Where does the word "Request" show up in the records? Copy every line that holds it.

Stored entries:
==========
Issue #1316, opened 2021-10-13
Remove dependency on Plack::Middleware::ForceEnv


bschmalhofer:
The usage of Plack::Middleware::ForceEnv in otobo.psgi looks very wrong. The middleware injects settings in the PSGI variable $Env, not into the system environmen %ENV.     The middleware is also only used for rpc.pl, so any strangeness went propably unnoticed.

bschmalhofer:
While we are at it. the environment variable OTOBO_RUNS_UNDER_PSGI can be eliminated too. There are only two use cases active. 

- SupportDataCollector
- activating DBIx::Connector in Kernel::System::DB

It looks like both cases can be handled with the env variable GATEWAY_INTERFACE.

bschmalhofer:
Plack::Middlware::ForceEnv is removed. Closing this issue.

PR #1323, opened 2021-10-14
Issue #1316 get rid of forceenv

bschmalhofer:


bschmalhofer:
The code policy failures are OK. Looks like the CodePoliy on Githup is not up to date. Kernel::System::Web::Request is declared as a soft dependency and the CodePolicy should honor this.

Issue #1136, opened 2021-07-16
Remove references to CGI modules in otobo.psgi


bschmalhofer:
There is still some support for CGI.pm like objects in OTOBO 10.0.x. But that is mostly useful during testing. _otobo.psgi_ and `Kernel::System::Web::Request` should not explicitly need any modules in the CGI namespace, with the exception `CGI::PSGI`. Let's try to eliminate them.

bschmalhofer:
A special case is the support for `$CGI::POST_MAX` in `Kernel::System::Web::Request`. This variable limits the POST size to the value of `$ConfigObject->Get('WebMaxFileUpload') || 1024 * 1024 * 5`.  It needs to be checked whether this setting is handled be CGI::PSGI in the same way as CGI.pm did in OTOBO 10.0.x without PSGI.

bschmalhofer:
Checked the code and made some small improvements. Test suite still looks fine. Closing this issue.

PR #1383, opened 2021-11-04
Issue #1136 cgi modules

bschmalhofer:


bschmalhofer:
Did some cleanup. Closing the issue only after the next run of the test suite.

PR #1444, opened 2021-11-24
Feature: ACLs for the Processforms

frankhildebrandt:
Ported our module to be included in core 10.1


svenoe:
Hi Frank,

thanks for the pr, this time I'm not so sure, though. First of all it cannot be integrated into the customer interface just like that, also there are some parts missing on the first look, e.g. dependencies of standard fields (Service -> SLA, etc., which likely results in some bugs in certain cases, I assume, if you are using the ACLPreselectionCache), also I would rather have the convergence block directly in the initial rendering of the mask, and not indirectly activated by triggering a form update from the browser.

I will discuss the priorities with the others and see, whether we implement this functionality the next days.

Best regards, and thanks anyways, Sven

Issue #1434, opened 2021-11-22
Remove unused attributes, like 'Browser',  in Kernel::Output::HTML::Layout


bschmalhofer:
It looks like `Browser` is set but never used. I propose to remove that code.
There are also some attributes that are used only internally, this could be moved into lexical context.

bschmalhofer:
Moved this to Wishlist, as this is not urgent and has some risk.

bschmalhofer:
Removed the branch. Quite sensibly Github keeps the referenced commits, so that they can be cherry-picked in the future.

bschmalhofer:
Reopen this and add ot to the mile stone OTOBO 11.1.    It is just some tidying.

`BrowserMajorVersion` and `BrowserMinorVersion` can also be removed.

bschmalhofer:
The attribute `BrowserJavaScriptSupport` was already removed for rel-11_0 in #2282.

bschmalhofer:
Cherry-picked the changes into rel-11_1. Closing this issue.

PR #1445, opened 2021-11-24
Issue #1434 browser

bschmalhofer:
Hi @svenoe , @stefanhaerter ,

what do you think of this PR? Eliminating unneeded attribtutes in the layout object is safe for core OTOBO, But any package could have used any of the removed attributes. On the other hand, accessing attributes is not part of the documented interface.


svenoe:
grep BrowserJavaScriptSupport Kernel -r # (not safe even for the core...)

We can do this for 11.0, for now I think it is too unimportant and I don't want to risk bugs for stuff like this.

bschmalhofer:
Do this maybe later, maybe in 11.0.1.  Closing the PR without applying.

stefanhaerter:
Remove the wishlist milestone as best practice is that PRs do not have milestones.

PR #1452, opened 2021-11-26
add sysconfig setting to be able to enable the 'exact customer id' se…

reneeb:
…arch field as a default field in the ticket search


svenoe:
Thanks Renee :)

Issue #1470, opened 2021-12-01
Encoding problem for ajax return in the "apache" variant of 10.1


svenoe:
To see the effect visit /otobo/index.pl?Action=AgentStatistics;Subaction=Add and with a German profile click e.g. on "Dynamische Matrix". 

![Screenshot_20211201_120839](https://user-images.githubusercontent.com/48322755/144284680-696c6e64-d60b-42d1-9fae-59d26b4d9ebf.png)

This is currently fetched in line 63 of var/httpd/htdocs/js/Core.Agent.Statistics.js, the probably important side is Kernel/Modules/AgentStatistics.pm Subaction=GeneralSpecificationsWidgetAJAX

bschmalhofer:
First surprise, the Umlaute look as expected to me. Tested with  running Firefox 94.0  and Chromium Version 96.0.4664.45 under Linux. So this effect might be browser dependent. But let's see what possible could go wrong.

The page http://localhost/otobo/index.pl?Action=AgentStatistics;Subaction=Add looks initially fine. The content-type is not surprisingly **ext/html; charset=utf-8**. Clicking on _Dynamische Matrix_ loads the HTML snippet http://localhost/otobo/index.pl?Action=AgentStatistics;Subaction=GeneralSpecificationsWidgetAJAX via the JavaScript code:

                Core.AJAX.FunctionCall(URL, Data, function(Response) {
                    $('#GeneralSpecifications .Content').removeClass('Center').html(Response);
                    Core.UI.InputFields.Activate($('#GeneralSpecifications .Content'));
                    $('#SaveWidget').show();
                }, 'html');
The snippet has content type **text/html**, but the content is UTF-8 encoded, subsequently the output is messed up.

![Bildschirmfoto vom 2021-12-02 11-03-58](https://user-images.githubusercontent.com/46019/144400732-fd28bd56-04bd-4875-b706-d9e1d884b219.png)

Lets doublecheck. Pasting "kÃ¶nnen" into vim and use 'g8' on the funny chars gives us the hex encodings "c373" and "c2b6" for the funny chars. Looking up the code points we confirm that the funny chars are the bytes of UTF-8 encoded 'ö' encoded as UTF-8.

> bes:~/devel/OTOBO/CodePolicy (master)$ uni -x c383
> Ã - U+000C3 - LATIN CAPITAL LETTER A WITH TILDE
> bes:~/devel/OTOBO/CodePolicy (master)$ uni -x c2b6
[...]

PR #1477, opened 2021-12-03
Issue #1470 attachment calls

bschmalhofer:


bschmalhofer:
@svenoe , @stefanhaerter  I think that a second pair of eyes would be a good thing for this issue. Can we discuss the proposed changes?

PR #1498, opened 2021-12-11
add customer ticketcategories service and state

reneeb:
## Proposed change

Enable service and state as possible ticket categories in the customer frontend. Ticket categories are the preferred way to show additional ticket information in the ticket overview.

## Type of change

- '1 - 🚀 feature'           - New feature (which adds functionality to an existing integration)

## Info

- [X] The code change is tested and works locally.(❗)
- [X] There is no commented out code in this PR.(❕)

### DIFF
--- a/Kernel/Config/Files/XML/Ticket.xml
+++ b/Kernel/Config/Files/XML/Ticket.xml
@@ -1925,6 +1925,43 @@
             </Hash>
         </Value>
     </Setting>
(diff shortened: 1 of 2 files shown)


svenoe:
Hi Renee,
yes, we wanted to add more thing here anyways, this is definitely useful.
Thanks, Sven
==========
Your response:
The code policy failures are OK. Looks like the CodePoliy on Githup is not up to date. Kernel::System::Web::Request is declared as a soft dependency and the CodePolicy should honor this.
There is still some support for CGI.pm like objects in OTOBO 10.0.x. But that is mostly useful during testing. _otobo.psgi_ and `Kernel::System::Web::Request` should not explicitly need any modules in the CGI namespace, with the exception `CGI::PSGI`. Let's try to eliminate them.
A special case is the support for `$CGI::POST_MAX` in `Kernel::System::Web::Request`. This variable limits the POST size to the value of `$ConfigObject->Get('WebMaxFileUpload') || 1024 * 1024 * 5`.  It needs to be checked whether this setting is handled be CGI::PSGI in the same way as CGI.pm did in OTOBO 10.0.x without PSGI.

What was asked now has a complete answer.